* Directions for this task
Everything from the line containing "the role in the current directory)" through the last line of the material must be restated word for word, and only that.

* Input data
PR #778, opened 2021-01-28
auth: Fix secret length

DerMolly:
### Component/Part
auth tokens

### Description
This PR fixes the length of the secrets.

@InnayTool found out that if you remove the last characters from the secret the token isn't invalid as one would suspect, but still works until quite some characters where removed. We looked into this and found out:

The former length of 64 bytes (512-bit) is transformed into base64url (a 6-bit code) ~86 characters long. This is too long for bcrypt as it ignores any characters beyond the 72th.

This fix therefore reduces the amount of generated bytes to 54 (as 72*6/8 = 54) characters. This ensures that removing one character from the token the hash won't be the same anymore.

### Steps

- [x] Added implementation
- [x] Added / updated tests


SISheogorath:
While I actually double checked our used secret length, I ignored the encoding. Alternatively we could decode the secret before hashing, just as an idea. Either way, we should maybe add a check for a maximum secret length and reject them. (Of course this will result in a non-semi-constant time for secret validation, but I guess this can be considered neglectable.

InnayTool (dismissed):

DerMolly:
> Either way, we should maybe add a check for a maximum secret length and reject them. (Of course this will result in a non-semi-constant time for secret validation, but I guess this can be considered neglectable).

I added this functionality to the code.

src/auth/auth.service.ts
```diff
@@ -36,6 +36,12 @@ export class AuthService {
 
   async validateToken(token: string): Promise<User> {
     const [keyId, secret] = token.split('.');
+    if (secret.length > 72) {
+      // Only the first 72 characters of the tokens are considered by bcrypt
+      // This should prevent strange corner cases
+      // At the very least it won't hurt us
+      throw new TokenNotValidError(`AuthToken '${secret}' is too long the be a proper tokeb`)
```
InnayTool, line 43:
```suggestion
      throw new TokenNotValidError(`AuthToken '${secret}' is too long the be a proper token`)
```

InnayTool (changes requested):

src/auth/auth.service.ts
DerMolly: fixed

InnayTool (dismissed):

InnayTool (approved):

InnayTool (dismissed):

davidmehren (approved):

PR #781, opened 2021-01-29
fix: the markdown layout of the configuration.md

oupala:
### Component/Part
documentation

### Description
This PR fixes the markdown layout of the configuration.md file which has been messed up at some point.

### Steps

### Related Issue(s)
n/a


oupala:
As far as I understand, the `configuration.md` file was ok when I last modified it ([see here](https://github.com/hedgedoc/hedgedoc/blob/260e9b8958cd48f79ba40f67d86d91d2f4d137a6/docs/configuration.md)). Then the documentation was moved to a subdirectory by @mrdrogdrog and then the markdown layout was messed up ([see here](https://github.com/hedgedoc/hedgedoc/blob/4b7318ca33e7f5588fba11bb3d25def3c6c2d41b/docs/content/configuration.md)).

I don't understand why and how this markdown layout became messed out, but at least I think that the *content* has not been modified since my commit (the only think that was modified is the layout that was messed up).

As a consequence, I restored the previous file with a correct layout. Then I replaced every `CodiMd` word by `HedgeDoc`.

mrdrogdrog:
Thank you for your effort here. The reason why this file is still so messed up is because the branch `develop` is not ready for productional use. It is for the new 2.0 version. (Maybe we should rename it to `develop-2.0` ?). The docs are going to be completely reworked.

So if have cleaned this file up as preparation for https://github.com/hedgedoc/container/pull/153, then please keep in mind, that the current 1.x development is done on the `master` branch. Also docs.hedgedoc.org is generated from `master`.

oupala:
Thanks you @mrdrogdrog for these useful informations. I wasn't aware that the `master` branch was for 1.7.x development, and that `develop` branch was for 2.x.x development. This could eventually made clearer so that contributors do not get cheated.

I think this pull request has no sense now that I know that the `configuration.md` file is ok on the `master` branch. I think we could close this pull request.

mrdrogdrog:
If you say so, then I'll close it.

DerMolly:
>  This could eventually made clearer so that contributors do not get cheated.

Maybe we should add this to the PR template, too? It's already in the README…

oupala:
> > This could eventually made clearer so that contributors do not get cheated.
> 
> Maybe we should add this to the PR template, too? It's already in the README…

Yes, sure this should be added in the PR template.

But this is not sufficient as the PR template is only seen by a contributor when he opens a PR, and this might be at the end of his dev session, where it is too late because he started to dev from the wrong base-branch. So in my opinion, this should be indicated somewhere in the documentation, in the README and in the name of the branch (branch `develop-2.0` as proposed by @mrdrogdrog).

PR #7, opened 2014-12-03
psutil is included with the 'omnibus' install of the agent

bakins:


gvilarino:
Haven't, sorry. Will update it for sure, tho.

PR #13, opened 2016-01-21
Added python-psutil which is not included by default but needed for s…

ssbarnea:
Added psutil installation as is needed for https://github.com/DataDog/dd-agent/issues/853


olivielpeau:
Thanks @ssbarnea for opening the issue!

`psutil` is bundled with the deb and rpm `datadog-agent` package that the role uses, so we shouldn't need to install any additional package to use `psutil` in the agent.

You can check this by running the embedded python:

``` bash
$ /opt/datadog-agent/embedded/bin/python -c "import psutil; print psutil.__version__"
2.2.1
```

PR #20, opened 2016-03-22
Allow apt repo settings to be user defined

ghost:
To allow the use of local apt mirrors

### DIFF
--- a/tasks/pkg-debian.yml
+++ b/tasks/pkg-debian.yml
@@ -2,7 +2,11 @@
 - apt: name=apt-transport-https state=latest
 
 - apt_key: id=C7A7DA52 keyserver=hkp://keyserver.ubuntu.com:80 state=present
+  when: datadog_apt_key_url is not defined
 
-- apt_repository: repo='deb http://apt.datadoghq.com/ stable main' state=present update_cache=yes
+- apt_key: id=C7A7DA52 url={{ datadog_apt_key_url }} state=present
+  when: datadog_apt_key_url is defined
+
+- apt_repository: repo='{{ datadog_apt_repo }}' state=present update_cache=yes
 
 - apt: name=datadog-agent state=latest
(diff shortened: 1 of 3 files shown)


tasks/pkg-debian.yml
```diff
@@ -2,7 +2,11 @@
 - apt: name=apt-transport-https state=latest
 
 - apt_key: id=C7A7DA52 keyserver=hkp://keyserver.ubuntu.com:80 state=present
+  when: apt_key_url is not defined
```
olivielpeau: This should be `datadog_apt_key_url`

tasks/pkg-debian.yml
```diff
@@ -2,7 +2,11 @@
...
 
-- apt_repository: repo='deb http://apt.datadoghq.com/ stable main' state=present update_cache=yes
+- apt_key: url={{ datadog_apt_key_url }} state=present
```
olivielpeau: I don't think the `id` option should be removed here: the id of the key should be identical even when you pull the key from a mirror. Do you have a use case where that wouldn't be true?

tasks/pkg-debian.yml
```diff
@@ -2,7 +2,11 @@
...
+  when: datadog_apt_key_url is defined
+
+- apt_repository: repo={{ datadog_apt_repo }} state=present update_cache=yes
```
olivielpeau: There should be quotes around the value of `repo`, i.e. `repo='{{ datadog_apt_repo }}'`

olivielpeau:
Hi @geoffwright, thanks for your contribution!

I've added a few comments on your PR, let me know what you think.

Also, can you remove your last commit from your PR (9a2a29a)? The change it provides has already been merged through a separate PR.

Thanks!

tasks/pkg-debian.yml
ghost: Yes, the id will always be the same. It isn't required, but it will save downloading the key if the id is already present in the target keyring, so I'll add it back in.

olivielpeau:
Merging, thanks @geoffwright!

PR #21, opened 2016-04-12
Avoids bare variables which is deprecated

chriscannon:
In the newer versions of Ansible a deprecation warning is thrown on this line because it is using a bare variable. I have updated the line to properly call the variable.


olivielpeau:
Looks good, thanks @chriscannon!

PR #24, opened 2016-05-20
Added datadog tag to all tasks.

BenOvermyer:
Adds the `datadog` tag to all tasks. This is a relatively tiny optimization to avoid having to tag the role in a playbook.

### DIFF
--- a/tasks/main.yml
+++ b/tasks/main.yml
@@ -12,20 +12,25 @@
     owner={{ datadog_user }}
     group={{ datadog_group }}
   notify: restart datadog-agent
+  tags: [ datadog ]
 
 # DEPRECATED: Remove specific handling of the process check for next major release
 - template: src=process.yaml.j2 dest=/etc/dd-agent/conf.d/process.yaml
   when: datadog_process_checks is defined
   notify: restart datadog
+  tags: [ datadog ]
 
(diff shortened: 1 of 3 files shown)


olivielpeau:
Hi @BenOvermyer and thanks for opening this PR!

I'm not sure about adding a `datadog` tag to all the tasks of the role: IMO the tags of the whole role should be user-defined and flexible. Having to add the tag on the role in a playbook seems reasonable to me.

Let me know if that makes sense to you. I'm going to close this PR but feel free to respond if you disagree.

BenOvermyer:
I disagree because this adds a default tag; if people don't care for it, they can override it in their playbooks. Having no default means people are required to override it in order to use tag-based filtering with the Datadog role.

However, since the latter is a minimal amount of work and only a minor inconvenience, I'm willing to let the matter go.

olivielpeau:
Thanks for your feedback @BenOvermyer.

I get your point, and I agree that having a default tag on the role can reduce some duplication when the role is used in multiple playbooks. That said I don't think Ansible allows us to implement it in a maintainable way (IMO adding the tag on every task/include statement clutters the tasks, and we could easily forget to use the tag on future additional tasks of the role), so until Ansible gives us a sensible way to tag the role with default tags I'd hold off from adding this.

See this related issue on the ansible repo: https://github.com/ansible/ansible/issues/5512

PR #30, opened 2016-09-27
Trust new APT and RPM keys

olivielpeau:
Make the pkg managers trust the new keys in addition to the current keys. Similar approach as what's described in https://github.com/DataDog/chef-datadog/pull/365.
### APT
-  Straightforward with the `apt_key` module
- Allow customizing the URL with `datadog_apt_key_url_new` (for users
  with local apt mirrors)
### RPM
- Download the new key through plain HTTP for best compatibility (since
  SSL only works when the managed nodes have a recent version of python)
- Ensure the integrity of the downloaded file using a sha-256 sum. We use
  the `sha256sum` option instead of `checksum` since `checksum` was only
  added in Ansible 2.0
- The `rpm_key` module has a good idempotent behavior so no need to have
  extra steps to check whether the key is already imported.
### Testing

Tested manually w/ Ansible `1.9.2` and `2.1.1`, against Ubuntu 14.04 and CentOS 6

### DIFF
--- a/tasks/pkg-redhat.yml
+++ b/tasks/pkg-redhat.yml
@@ -1,4 +1,13 @@
 ---
+- name: Download new RPM key
+  get_url:
+    url: "http://yum.datadoghq.com/DATADOG_RPM_KEY_E09422B3.public"
+    dest: /tmp/DATADOG_RPM_KEY_E09422B3.public
+    sha256sum: 694a2ffecff85326cc08e5f1a619937999a5913171e42f166e13ec802c812085
+
+- name: Import new RPM key
+  rpm_key: key=/tmp/DATADOG_RPM_KEY_E09422B3.public state=present
+
 - name: Copy repo file into place
   template: src=datadog.repo.j2 dest=/etc/yum.repos.d/datadog.repo owner=root group=root mode=0644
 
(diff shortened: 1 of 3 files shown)


tasks/pkg-redhat.yml
```diff
@@ -1,4 +1,13 @@
 ---
+- name: Download new RPM key
+  get_url:
+    url: "http://yum.datadoghq.com/DATADOG_RPM_KEY.public.E09422B3"
+    dest: /tmp/DATADOG_RPM_KEY.e09422b3.public
```
degemer: Does this mean this file will always be there, even when the `rpm` key is already imported ?

degemer (approved):
LGTM (but I'm far from being an ansible expert).

tasks/pkg-redhat.yml
olivielpeau: Correct. We could avoid this by first checking if the key is already imported and only download/import the new key if it's not. I didn't do it because I didn't think it was worth the added complexity, but let me know what you think.

degemer: No, it's probably not worth it given the size of the key.

olivielpeau:
Just updated the URL of the new key to `DATADOG_RPM_KEY_E09422B3.public` (which will be the actual permanent URL of the key)

@degemer: could you do a quick sanity check of my change? 🙇

degemer (approved):
Awful that Github is not able to show a proper diff. Still LGTM.

jeffwidman:
Is there a reason this wasn't merged?

PR #31, opened 2016-10-24
Remove use_mount

sarimali:
Using `use_mount` in datadog.conf has been deprecated in favor of `use_mount` in disk.yaml

### DIFF
--- a/templates/datadog.conf.j2
+++ b/templates/datadog.conf.j2
@@ -8,9 +8,6 @@
 {% if datadog_config["api_key"] is not defined -%}
   api_key: {{ datadog_api_key | default('youshouldsetthis') }}
 {% endif %}
-{% if datadog_config["use_mount"] is not defined -%}
-  use_mount: {{ datadog_use_mount | default('no') }}
-{% endif %}
 
 {# These variables are free-style, passed through a hash -#}
 {% if datadog_config -%}


olivielpeau:
Thanks @sarimali for your contribution! Since `use_mount` is still supported by the Agent (even though it is deprecated), I think we shouldn't stop supporting it in this role (dropping support would technically be a breaking change).

Could you make the template take `datadog_use_mount` into account **only if** it's defined instead? What do you think?

sarimali:
@olivielpeau Good call. I pushed the requested change.

irabinovitch:
@olivielpeau anything pending on this PR?

olivielpeau:
Actually in https://github.com/DataDog/ansible-datadog/pull/31#issuecomment-268128043 I misread what this logic currently does...

What it currently does is that it checks if the `datadog_config["use_mount"]` variable is defined to decide whether to apply the `datadog_config_use_mount` variable or not (if it's not defined we try to use `datadog_config_use_mount`, and if it is defined we don't try to use `datadog_config_use_mount` given that `datadog_config["use_mount"]` is used in the config file later in the template logic).

So this code was added to support the old `datadog_config_use_mount` ansible variable and the newer `datadog_config["use_mount"]` variable at the same time.

So we should only keep commit 5a295d2 in this PR and merge it for the next major version of the role (since it's a breaking change).

@sarimali: sorry for only getting back to you now, but could you remove commit `c3de719` from your PR to only keep the first commit (5a295d2)? We'll be able to merge this for the next major.

sarimali:
I just deleted my last commit.

olivielpeau (approved):
Thanks @sarimali, looks good! Adding this to the "next major" milestone

alopezz:
Closing this based on the age of the changes.

PR #32, opened 2016-11-01
Convert to proper YAML formatting

jeffwidman:
Using separate lines of `key=value` format isn't proper YAML syntax. Yes, technically it's supported by Ansible. However, IIRC, when it's not proper YAML, it bypasses some Ansible sanity checks because those kv pairs are passed straight through to python as strings. Plus treating it as proper YAML doesn't break syntax highlighters.

### DIFF
--- a/tasks/main.yml
+++ b/tasks/main.yml
@@ -7,10 +7,10 @@
 
 - name: Create main Datadog agent configuration file
   template:
-    src=datadog.conf.j2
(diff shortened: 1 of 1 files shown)


jeffwidman:
bump

olivielpeau:
Looks good, thanks @jeffwidman! (and sorry about the delay here)

Merging

PR #34, opened 2016-11-28
Force apt cache update unless updated within the hour

ebonharme:
Unless a recent apt update has been performed, there's a real chance that installing the latest version of this package will fail. To avoid making an update when one has been performed recently, I check the cache is fairly recent.


ebonharme:
Fixed by #36

PR #44, opened 2017-02-08
adding support to install dd-agent on suse

estib:
@olivielpeau Did I miss any content from what we put together earlier?

I set `gpgcheck=1` for now, although old zypper users may want that to be configurable. Not sure how many customers will not have the `repo_gpgcheck` variable available... Thoughts?


dabcoder:
Sorry @estib we never got around to merging this, support for Suse was added later on, closing this PR then.

PR #46, opened 2017-02-22
Ssl expiry dd

joanocallaghan:
@tmcevoy14

Adding ssl expiry check


joanocallaghan:
pushed to wrong fork..

Issue #47, opened 2017-02-27
Issues with CentOS 5


holmser:
We have a few legacy servers that are still running on CentOS 5.  This brought to light a couple of issues:

1.  It appears 5 does not support sha256
```
TASK [Datadog.datadog : Download new RPM key] **********************************
fatal: [west01]: FAILED! => {"changed": false, "failed": true, "msg": "Could not hash file '/tmp/DATADOG_RPM_KEY_E09422B3.public' with algorithm 'sha256'. Available algorithms: sha1, md5"}
	to retry, use: --limit @/home/holmser/code/systems/ansible-files/playbooks/ccs-servers.retry
```
2.  CentOS 5 does not support TLS.  SSLv3 is the latest.
```
httplib.py\", line 685, in _send_output\n    self.send(msg)\n  File \"/usr/lib64/python2.4/httplib.py\", line 652, in send\n    self.connect()\n  File \"/usr/lib64/python2.4/site-packages/M2Crypto/httpslib.py\", line 47, in connect\n    self.sock.connect((self.host, self.port))\n  File \"/usr/lib64/python2.4/site-packages/M2Crypto/SSL/Connection.py\", line 156, in connect\n    ret = self.connect_ssl()\n  File \"/usr/lib64/python2.4/site-packages/M2Crypto/SSL/Connection.py\", line 149, in connect_ssl\n    return m2.ssl_connect(self.ssl, self._timeout)\nM2Crypto.SSL.SSLError: sslv3 alert handshake failure\n", "rc": 1, "results": []}
```

hush-hush:
Hi @holmser,

Centos 5 entered EOL on March 31, 2017, so this role doesn't support it anymore. We're going to update the supported platforms with #132.

PR #48, opened 2017-02-27
Fix CentOS 5 related issues

holmser:
This PR fixes the issues outlined in [Issue 47](https://github.com/DataDog/ansible-datadog/issues/47).  There is a breaking change as `sha256sum` was deprecated for `checksum` in 2.0.

* [IMPROVEMENT] sha256sum is deprecated per [Ansible documentation](http://docs.ansible.com/ansible/get_url_module.html).  SHA1 is the only universal option across all versions, so it was chosen.
* [FEATURE] Allow APT repo setting to be user defined.


CHANGELOG.md
```diff
@@ -1,5 +1,9 @@
 CHANGELOG
 =========
+# 1.3.0 / 2017-2-27
```
olivielpeau: Could you remove the release date? (since it won't be the actual release date ;) )

`Unreleased` would work for instance

CHANGELOG.md
```diff
@@ -1,5 +1,9 @@
...
+
+* [IMPROVEMENT] sha256sum is deprecated per [Ansible documentation](http://docs.ansible.com/ansible/get_url_module.html).  SHA1 is the only universal option across all versions, so it was chosen.
+* [FEATURE] Allow APT repo setting to be user defined.
```
olivielpeau: I think you meant `yum repo` instead

defaults/main.yml
```diff
@@ -13,3 +13,5 @@ datadog_group: root
 
 # default apt repo
 datadog_apt_repo: "deb http://apt.datadoghq.com/ stable main"
+
+datadog_yum_repo: "https://yum.datadoghq.com/rpm/"
```
olivielpeau, line 17: you should use the value of the variable in the template: https://github.com/DataDog/ansible-datadog/blob/1.2.0/templates/datadog.repo.j2#L3-L6

meta/main.yml
```diff
@@ -3,7 +3,7 @@ galaxy_info:
   author: 'Brian Akins, Dustin Brown & Datadog'
   description: Install Datadog agent and configure checks
   license: Apache2
-  min_ansible_version: 1.6
+  min_ansible_version: 2.0
```
olivielpeau, line 6: Is there a way we could avoid increasing the minimum ansible version? Increasing it would require a major version bump on this role IMO.

tasks/pkg-redhat.yml
```diff
@@ -3,7 +3,7 @@
   get_url:
     url: "http://yum.datadoghq.com/DATADOG_RPM_KEY_E09422B3.public"
     dest: /tmp/DATADOG_RPM_KEY_E09422B3.public
-    sha256sum: 694a2ffecff85326cc08e5f1a619937999a5913171e42f166e13ec802c812085
+    checksum: sha1:19ae0b5ef027560202632581ba213702cf78be0f
```
olivielpeau: could we make the algorithm depend on the platform so that we still use a `sha256` hash for platforms that support it?

olivielpeau (changes requested):
Thanks for your contribution @Holmser!

I've added a few comments, let me know what you think

CHANGELOG.md
holmser: :+1:

CHANGELOG.md
holmser: :+1:

defaults/main.yml
holmser: fixed

irabinovitch:
@Holmser any thoughts on @olivielpeau 's feedback?

jeffwidman (changes requested):
Why is a `.pyc` file included in this PR?

Also, IMHO adding `Molecule`, while it may (or may not) be a good idea, is a significant change that should probably be in a separate PR so it can be discussed separately from the CentOS 5 issues.

dabcoder:
Closing this as per @hush-hush's comment here: https://github.com/DataDog/ansible-datadog/issues/47#issuecomment-388933544, CentOS 5 being EOL and whilst we're considering the use of Molecule for this role, it would be good to evaluate it in a separate PR as pointed out in the previous comment.

PR #50, opened 2017-03-11
Ansible lint

eplanet:
This is a proposition to activate a kind of Ansible check-style enforcement using `ansible-lint`. It currently only ignores `[EANSIBLE0010] Package installs should not use latest` since I'm not sure how you'd like to fix it.

Please share your thoughts.

### DIFF
--- a/.travis.yml
+++ b/.travis.yml
@@ -1,0 +1,9 @@
+---
+language: python
+python: "2.7"
+
+install:
+  - pip install ansible-lint
+
+script:
+  - ansible-lint $(find tests -name *yml) -x ANSIBLE0010
--- a/tasks/main.yml
+++ b/tasks/main.yml
@@ -14,17 +14,20 @@
   notify: restart datadog-agent
 
 # DEPRECATED: Remove specific handling of the process check for next major release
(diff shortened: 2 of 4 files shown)


.travis.yml
```diff
@@ -0,0 +1,13 @@
+---
+language: python
+python: "2.7"
+
+before_install:
+  - sudo apt-get update -qq
```
olivielpeau: why this step? If it's not useful let's remove it

olivielpeau (commented):
Thanks @eplanet! This is a very welcome change.
Disabling rule `EANSIBLE0010` is a good call, we can re-enable it once #57 is addressed.

I've enabled Travis on this repo, so your next push should trigger a travis build.

.travis.yml
eplanet: Indeed! I added it because at first I thought `ansible-lint` would need `ansible` installed, but since it's not the case, let's delete it.

eplanet:
Thanks for the comments and for the good welcome of the PR :-P. I cleaned the `.travis.yml` as discussed.

olivielpeau (approved):
👌  Thanks @eplanet!

PR #54, opened 2017-03-28
Check agents

tmcevoy14:
Adding missing functionality to add Datadog check agents to /etc/ddagent/check.d similar to the existing task that adds configs to /etc/ddagent/conf.d. It's important that all configurations, including unique python checks, can be rolled out through a singular tool. 

We use this in our forked repo by adding the needed check scripts to our repo (e.g. check_something1.py) and then defining the datadog_check_agents list variable in a given playbook's vars. 

E.g. datadog_check_agents:
         - check_something1
         - check_something2


olivielpeau:
@tmcevoy14 Any reason for closing this PR? Having the ability to add custom checks with this role would be a very welcome feature

PR #60, opened 2017-04-03
[ansible-lint] Use repository name as role name for linting

olivielpeau:
The name of the current local directory is what should be used so that
ansible-lint lints the correct task files

(Using `Datadog.datadog` would only look for installed roles, not
the role in the current directory)

Follow-up to #50, cc @eplanet


eplanet:
Very good catch indeed! Shame on me... :-)

PR #68, opened 2017-05-20
Fix incorrect handler name

jeffwidman:
The handler name is `restart datadog-agent`. The process check update `notify` call was using an incorrect name, so would never actually trigger the handler.


olivielpeau (approved):
Nice catch 👍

* Output for this task
the role in the current directory)

Follow-up to #50, cc @eplanet


eplanet:
Very good catch indeed! Shame on me... :-)

PR #68, opened 2017-05-20
Fix incorrect handler name

jeffwidman:
The handler name is `restart datadog-agent`. The process check update `notify` call was using an incorrect name, so would never actually trigger the handler.


olivielpeau (approved):
Nice catch 👍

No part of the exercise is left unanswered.